- [Assigned task]: Go through the entries below line by line and count those containing "folder"; the answer is that count alone.

==========

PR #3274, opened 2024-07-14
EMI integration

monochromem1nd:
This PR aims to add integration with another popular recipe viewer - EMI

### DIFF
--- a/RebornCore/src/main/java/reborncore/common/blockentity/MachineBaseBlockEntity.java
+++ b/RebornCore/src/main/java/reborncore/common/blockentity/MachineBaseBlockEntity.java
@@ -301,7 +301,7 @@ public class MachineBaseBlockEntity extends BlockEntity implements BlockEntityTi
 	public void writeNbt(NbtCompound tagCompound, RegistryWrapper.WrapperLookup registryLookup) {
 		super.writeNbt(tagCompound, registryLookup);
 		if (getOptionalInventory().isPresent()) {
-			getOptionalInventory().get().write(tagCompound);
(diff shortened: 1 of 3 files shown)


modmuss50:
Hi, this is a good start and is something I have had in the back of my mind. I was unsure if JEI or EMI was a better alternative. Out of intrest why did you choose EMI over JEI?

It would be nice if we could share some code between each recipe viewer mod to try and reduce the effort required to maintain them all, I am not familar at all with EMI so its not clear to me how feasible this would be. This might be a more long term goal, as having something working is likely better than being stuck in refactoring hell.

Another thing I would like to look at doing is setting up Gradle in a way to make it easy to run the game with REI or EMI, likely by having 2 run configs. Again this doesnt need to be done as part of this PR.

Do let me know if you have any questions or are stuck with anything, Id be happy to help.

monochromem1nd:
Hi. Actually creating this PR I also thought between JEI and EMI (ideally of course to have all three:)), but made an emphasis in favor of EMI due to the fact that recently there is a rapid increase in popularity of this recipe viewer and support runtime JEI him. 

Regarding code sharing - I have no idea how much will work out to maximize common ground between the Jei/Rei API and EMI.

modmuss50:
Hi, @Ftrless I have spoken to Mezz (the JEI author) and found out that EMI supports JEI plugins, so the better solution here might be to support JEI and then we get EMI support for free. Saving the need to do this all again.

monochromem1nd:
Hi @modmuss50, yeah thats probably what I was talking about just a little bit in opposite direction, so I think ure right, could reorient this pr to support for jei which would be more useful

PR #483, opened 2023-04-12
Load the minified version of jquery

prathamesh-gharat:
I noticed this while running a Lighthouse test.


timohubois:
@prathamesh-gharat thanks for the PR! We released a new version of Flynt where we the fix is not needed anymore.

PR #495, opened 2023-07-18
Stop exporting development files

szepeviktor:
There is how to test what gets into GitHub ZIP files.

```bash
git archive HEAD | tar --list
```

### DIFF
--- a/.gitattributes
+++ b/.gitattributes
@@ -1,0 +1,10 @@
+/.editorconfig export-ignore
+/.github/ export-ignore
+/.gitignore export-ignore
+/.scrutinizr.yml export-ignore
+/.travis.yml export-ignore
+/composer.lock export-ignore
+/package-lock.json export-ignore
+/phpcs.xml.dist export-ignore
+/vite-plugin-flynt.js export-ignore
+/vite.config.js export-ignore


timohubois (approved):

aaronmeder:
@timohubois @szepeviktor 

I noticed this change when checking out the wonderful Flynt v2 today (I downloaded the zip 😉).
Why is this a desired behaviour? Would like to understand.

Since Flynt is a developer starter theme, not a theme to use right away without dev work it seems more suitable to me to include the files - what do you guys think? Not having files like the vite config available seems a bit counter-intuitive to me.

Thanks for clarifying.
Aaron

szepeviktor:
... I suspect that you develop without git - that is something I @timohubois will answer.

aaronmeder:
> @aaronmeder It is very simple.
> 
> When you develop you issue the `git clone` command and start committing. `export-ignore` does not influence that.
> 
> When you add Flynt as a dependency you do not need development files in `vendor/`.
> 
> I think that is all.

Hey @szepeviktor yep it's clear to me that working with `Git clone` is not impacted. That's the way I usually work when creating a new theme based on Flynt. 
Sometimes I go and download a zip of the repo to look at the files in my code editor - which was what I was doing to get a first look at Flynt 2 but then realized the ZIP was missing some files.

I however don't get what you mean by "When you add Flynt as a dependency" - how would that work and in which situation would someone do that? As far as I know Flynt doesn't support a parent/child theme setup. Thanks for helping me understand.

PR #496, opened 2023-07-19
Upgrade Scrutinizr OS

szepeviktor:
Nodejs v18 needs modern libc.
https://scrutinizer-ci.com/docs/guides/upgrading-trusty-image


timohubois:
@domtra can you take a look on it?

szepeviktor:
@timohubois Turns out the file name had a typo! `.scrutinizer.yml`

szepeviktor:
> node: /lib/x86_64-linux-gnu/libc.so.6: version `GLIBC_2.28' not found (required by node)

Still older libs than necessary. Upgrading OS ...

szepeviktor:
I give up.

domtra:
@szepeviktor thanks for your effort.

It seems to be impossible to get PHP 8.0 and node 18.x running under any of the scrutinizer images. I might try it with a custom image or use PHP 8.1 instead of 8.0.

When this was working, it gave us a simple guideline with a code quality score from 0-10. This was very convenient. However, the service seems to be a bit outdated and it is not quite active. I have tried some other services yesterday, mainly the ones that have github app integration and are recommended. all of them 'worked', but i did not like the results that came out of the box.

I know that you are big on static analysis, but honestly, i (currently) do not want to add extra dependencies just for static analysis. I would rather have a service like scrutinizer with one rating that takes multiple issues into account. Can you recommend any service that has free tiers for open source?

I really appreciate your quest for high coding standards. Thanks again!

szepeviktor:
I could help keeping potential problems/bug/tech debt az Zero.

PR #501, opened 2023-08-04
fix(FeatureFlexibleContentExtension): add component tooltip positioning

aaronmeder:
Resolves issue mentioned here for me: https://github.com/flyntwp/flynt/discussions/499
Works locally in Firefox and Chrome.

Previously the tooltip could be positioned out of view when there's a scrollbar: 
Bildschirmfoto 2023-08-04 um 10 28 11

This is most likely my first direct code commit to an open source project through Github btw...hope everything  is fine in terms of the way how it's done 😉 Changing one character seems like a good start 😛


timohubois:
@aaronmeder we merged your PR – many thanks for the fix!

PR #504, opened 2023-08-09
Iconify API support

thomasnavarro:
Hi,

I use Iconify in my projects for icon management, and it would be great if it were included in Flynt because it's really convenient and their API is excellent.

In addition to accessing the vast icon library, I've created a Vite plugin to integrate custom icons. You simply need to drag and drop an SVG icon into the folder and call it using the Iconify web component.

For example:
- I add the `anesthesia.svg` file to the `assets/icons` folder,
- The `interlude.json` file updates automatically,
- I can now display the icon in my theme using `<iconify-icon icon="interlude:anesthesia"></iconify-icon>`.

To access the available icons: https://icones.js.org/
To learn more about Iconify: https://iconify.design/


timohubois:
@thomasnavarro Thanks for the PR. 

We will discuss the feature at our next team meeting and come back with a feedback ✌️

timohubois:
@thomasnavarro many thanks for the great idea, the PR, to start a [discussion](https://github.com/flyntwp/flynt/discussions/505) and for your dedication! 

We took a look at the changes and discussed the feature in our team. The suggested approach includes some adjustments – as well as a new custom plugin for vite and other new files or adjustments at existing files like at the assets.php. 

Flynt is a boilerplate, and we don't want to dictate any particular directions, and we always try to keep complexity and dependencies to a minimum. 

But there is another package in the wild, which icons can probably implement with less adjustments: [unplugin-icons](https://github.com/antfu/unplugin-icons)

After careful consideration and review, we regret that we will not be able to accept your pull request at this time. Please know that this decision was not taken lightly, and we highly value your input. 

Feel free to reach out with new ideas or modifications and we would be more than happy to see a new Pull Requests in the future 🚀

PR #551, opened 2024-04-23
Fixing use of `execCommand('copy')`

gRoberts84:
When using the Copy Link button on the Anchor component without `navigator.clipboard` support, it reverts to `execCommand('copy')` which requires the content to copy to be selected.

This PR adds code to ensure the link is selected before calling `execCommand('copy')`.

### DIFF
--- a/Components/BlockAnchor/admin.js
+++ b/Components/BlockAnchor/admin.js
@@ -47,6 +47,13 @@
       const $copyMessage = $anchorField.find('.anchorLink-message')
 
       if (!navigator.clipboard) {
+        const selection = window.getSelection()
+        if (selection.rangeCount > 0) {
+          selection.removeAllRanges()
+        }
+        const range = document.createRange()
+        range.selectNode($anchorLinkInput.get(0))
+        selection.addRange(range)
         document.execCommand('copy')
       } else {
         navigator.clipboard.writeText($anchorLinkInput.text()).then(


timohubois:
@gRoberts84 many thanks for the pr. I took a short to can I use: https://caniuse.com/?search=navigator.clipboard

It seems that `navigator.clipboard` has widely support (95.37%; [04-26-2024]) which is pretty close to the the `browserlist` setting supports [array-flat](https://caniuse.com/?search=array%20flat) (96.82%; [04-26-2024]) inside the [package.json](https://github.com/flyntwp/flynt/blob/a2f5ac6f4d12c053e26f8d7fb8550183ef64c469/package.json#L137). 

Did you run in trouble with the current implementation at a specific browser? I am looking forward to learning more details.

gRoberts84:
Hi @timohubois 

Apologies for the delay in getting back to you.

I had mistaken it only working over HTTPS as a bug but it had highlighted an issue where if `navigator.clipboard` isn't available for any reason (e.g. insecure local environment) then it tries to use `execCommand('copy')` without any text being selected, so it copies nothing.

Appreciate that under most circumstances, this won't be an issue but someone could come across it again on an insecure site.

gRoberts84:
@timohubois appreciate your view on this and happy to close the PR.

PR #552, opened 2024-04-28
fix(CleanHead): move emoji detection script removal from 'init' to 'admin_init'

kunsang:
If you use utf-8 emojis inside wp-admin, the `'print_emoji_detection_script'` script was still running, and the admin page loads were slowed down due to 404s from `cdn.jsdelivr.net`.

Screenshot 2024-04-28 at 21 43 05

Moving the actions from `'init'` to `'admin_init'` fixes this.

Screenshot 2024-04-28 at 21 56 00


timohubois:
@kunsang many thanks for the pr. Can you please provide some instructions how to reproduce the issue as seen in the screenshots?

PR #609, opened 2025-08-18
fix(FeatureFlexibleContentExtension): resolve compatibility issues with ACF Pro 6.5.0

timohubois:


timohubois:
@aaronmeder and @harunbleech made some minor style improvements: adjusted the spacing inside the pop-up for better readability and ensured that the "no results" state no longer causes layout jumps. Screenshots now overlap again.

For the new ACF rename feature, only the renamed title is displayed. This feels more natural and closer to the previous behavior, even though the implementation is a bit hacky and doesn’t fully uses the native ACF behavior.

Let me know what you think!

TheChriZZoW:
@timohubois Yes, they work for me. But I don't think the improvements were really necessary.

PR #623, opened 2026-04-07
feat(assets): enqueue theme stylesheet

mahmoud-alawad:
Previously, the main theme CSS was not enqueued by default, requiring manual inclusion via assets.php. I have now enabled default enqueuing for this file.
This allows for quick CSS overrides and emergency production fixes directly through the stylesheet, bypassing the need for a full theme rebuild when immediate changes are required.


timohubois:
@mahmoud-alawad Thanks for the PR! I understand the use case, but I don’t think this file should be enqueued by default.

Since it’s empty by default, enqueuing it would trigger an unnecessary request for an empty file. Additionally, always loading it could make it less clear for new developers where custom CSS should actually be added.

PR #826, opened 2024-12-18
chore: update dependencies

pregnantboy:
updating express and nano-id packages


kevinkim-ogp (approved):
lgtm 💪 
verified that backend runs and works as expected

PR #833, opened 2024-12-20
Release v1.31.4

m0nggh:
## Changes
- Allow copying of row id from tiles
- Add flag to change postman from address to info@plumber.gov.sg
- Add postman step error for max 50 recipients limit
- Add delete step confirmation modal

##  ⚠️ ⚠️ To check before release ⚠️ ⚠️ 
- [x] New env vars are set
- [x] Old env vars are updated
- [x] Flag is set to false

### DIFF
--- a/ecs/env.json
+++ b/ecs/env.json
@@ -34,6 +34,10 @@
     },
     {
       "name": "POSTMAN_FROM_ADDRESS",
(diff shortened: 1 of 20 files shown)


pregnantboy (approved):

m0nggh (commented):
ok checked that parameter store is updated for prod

==========

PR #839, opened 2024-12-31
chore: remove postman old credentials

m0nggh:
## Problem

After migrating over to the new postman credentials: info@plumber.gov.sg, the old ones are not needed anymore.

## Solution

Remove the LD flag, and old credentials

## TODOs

==========

- [Solution to this exercise]: 2